The number of victims treated by these voluntary services runs into the
thousands. The ICRC statistics alone—around 8,000 prostheses and crutches
provided since 1999—give a chilling picture. Raw statistics that tell
their own story of human suffering and misery.

____________________________________
HEALTH / AIDS

September 19, Democratic Voice of Burma
Jealousy begins at home: Health charity closed down by Burma junta

Burma’s military junta, State Peace and Development Council (SPDC)
authorities at Monywa, Mandalay Division in central Burma, closed down a
health charity because they failed to take control of it for political
propaganda purposes.

Monywa-based Golden Heart health support association, which has been
providing free medical cares to the poor and needy, especially to HIV/AIDS
sufferers, was forced to close down and cease its activities by the order
of Northwest Military Command commander Maj-Gen Tha Aye on 2 August.

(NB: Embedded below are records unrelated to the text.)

PR #561, opened 2026-04-17
[test] Stabilize flaky e2e tests by replacing hard sleeps with polling loops

moshevayner:
## What

- Fix `get-nb-id.sh` to read the NodeBalancer IP directly from `status.loadBalancer.ingress[0].ip` instead of parsing it from the service hostname DNS label, which was brittle and caused widespread test failures.

- Replace hard `sleep` + one-shot checks with polling loops (`for i in {1..N}; do ... sleep 10; done`) across 15+ tests. Hard sleeps either fail when the system is slow or waste time when it's fast.

- Fix the old hostname-based NB ID lookup in
  `lb-with-proxyprotocol-default-annotation` (same root cause as `get-nb-id.sh`).

- Fix `name: c` typo in `lb-created-with-reserved-ip-multiple-change-ip`.

- Remove `sleep 180` in `lb-with-node-addition` before the node provisioning poll; extend the loop from 20→30 iterations to keep the same ~10m budget without a blind wait.

## Why

These tests were flaky on timing, not because of real CCM bugs. The polling pattern is already established in the codebase. This PR applies it consistently.

Signed-off-by: Moshe Vayner <moshe@vayner.me>

### General:

* [ ] Have you removed all sensitive information, including but not limited to access keys and passwords?

### Pull Request Guidelines:

1. [ ] Have you added tests? 

### DIFF
--- a/e2e/test/lb-with-node-addition/chainsaw-test.yaml
+++ b/e2e/test/lb-with-node-addition/chainsaw-test.yaml
@@ -82,6 +82,8 @@ spec:
               required_replicas=$((current_replicas + 1))
               KUBECONFIG=$MGMT_KUBECONFIG kubectl patch machinedeployment ${CLUSTER_NAME}-md-0 --type='merge' -p "{\"spec\":{\"replicas\":$required_replicas}}"
 
+              sleep 180
+
               nbid=$(KUBECONFIG=$KUBECONFIG NAMESPACE=$NAMESPACE LINODE_TOKEN=$LINODE_TOKEN ../scripts/get-nb-id.sh)
               echo "Nodebalancer ID: $nbid"
 
--- a/e2e/test/lb-with-node-addition/chainsaw-test.yaml
+++ b/e2e/test/lb-with-node-addition/chainsaw-test.yaml
@@ -82,12 +82,10 @@ spec:
               required_replicas=$((current_replicas + 1))
               KUBECONFIG=$MGMT_KUBECONFIG kubectl patch machinedeployment ${CLUSTER_NAME}-md-0 --type='merge' -p "{\"spec\":{\"replicas\":$required_replicas}}"
 
-              sleep 180
-
               nbid=$(KUBECONFIG=$KUBECONFIG NAMESPACE=$NAMESPACE LINODE_TOKEN=$LINODE_TOKEN ../scripts/get-nb-id.sh)
               echo "Nodebalancer ID: $nbid"
 
-              for i in {1..20}; do
+              for i in {1..30}; do
                   response=$(curl -sf \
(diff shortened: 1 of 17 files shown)


e2e/test/lb-with-node-addition/chainsaw-test.yaml
```diff
@@ -82,12 +82,10 @@ spec:
               required_replicas=$((current_replicas + 1))
               KUBECONFIG=$MGMT_KUBECONFIG kubectl patch machinedeployment ${CLUSTER_NAME}-md-0 --type='merge' -p "{\"spec\":{\"replicas\":$required_replicas}}"
 
-              sleep 180
-
               nbid=$(KUBECONFIG=$KUBECONFIG NAMESPACE=$NAMESPACE LINODE_TOKEN=$LINODE_TOKEN ../scripts/get-nb-id.sh)
               echo "Nodebalancer ID: $nbid"
 
-              for i in {1..20}; do
+              for i in {1..30}; do
```
komer3, line 90: We should keep the large sleep since we are using CAPL to create a new node, and that can take ~2 mins to come up ready. Otherwise, using polling through out the tests cases is great!

moshevayner: So, I basically kept it at the same length by increasing the counter to 30 from 20. Adding 10 more iterations of 20 seconds each is 200 seconds. I just made it a bit more flexible so that if the CAPL node comes up in less than 180 seconds, we save the time and move on to the next step as soon as everything's ready.
The math I did was that instead of waiting 180 seconds for CAPI, and then looping for 400 seconds max (total of 580 seconds), we just start the loop right away, but with a higher max of 600 seconds total, which even gives us an extra 20 seconds if we need them.
Does that make sense? If you don't think that's the right approach, I can definitely revert this change.
It's just that this test was sometimes failing so I figured I'd give it a shot with being a bit more flexible with the loop.
WDYY?

komer3: Oh we definitely still wanna keep the polling. Just start it later. 

Reason being that hammering the API when we know the state won't change might not be what we wanna do? We know that a node can take a minimum of 2 mins to come up, so why not sleep for that time and then start polling to reduce API calls?

We are also running other tests in parallel. Potentially running multiple GHA runs in parallel. I think it's better to reduce API calls whenever we can. Reduces our chances of hitting rate limits, timeouts, etc.

moshevayner: Yeah, that makes total sense! I'll revert this one. 
Thanks for catching that!

komer3 (approved):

The charity was set up by some generous local business owners in April
2002, and it had been providing monetary support to very poor patients.
Because of its effectiveness, it boasted more than 700 regular donors
within three years, and successfully and accountably managed tens of
millions of kyat donated.

“Their (the authorities’) excuse was the association has no official
license, but I learnt that the real reason is not that,” a Monywa resident
told DVB. “The authorities want to control the association. But when it
resisted their attempt, they closed it down thus. Nevertheless, the
association was registered.”

He added that the authorities threatened those who intend to continue with
their charitable activities with a six month imprisonment, and donors with
a three year sentence.

The organisation had been run by the local people and volunteers under the
leadership of a 24-member non-political committee.

“People trust them and there are many donors,” the resident said. “They
also publish reports of their activities each month for their donors. How
much they had supported, how many people they supported, how much it cost,
how much is the income, what is the amount of the remaining money; they
describe thus exactly. There are around 10m kyat still remaining. They
have donated more than 19m to the patients now.”

He maintained that the authorities banned the charity because they are
jealous of its success and want to save their face by means of ‘souring’
the grapes. “But it is clear that they don’t care for the welfare of the
people. They can’t provide a single thing to the poor. At the hospitals,
you have to buy even the bandage and spirit, he said.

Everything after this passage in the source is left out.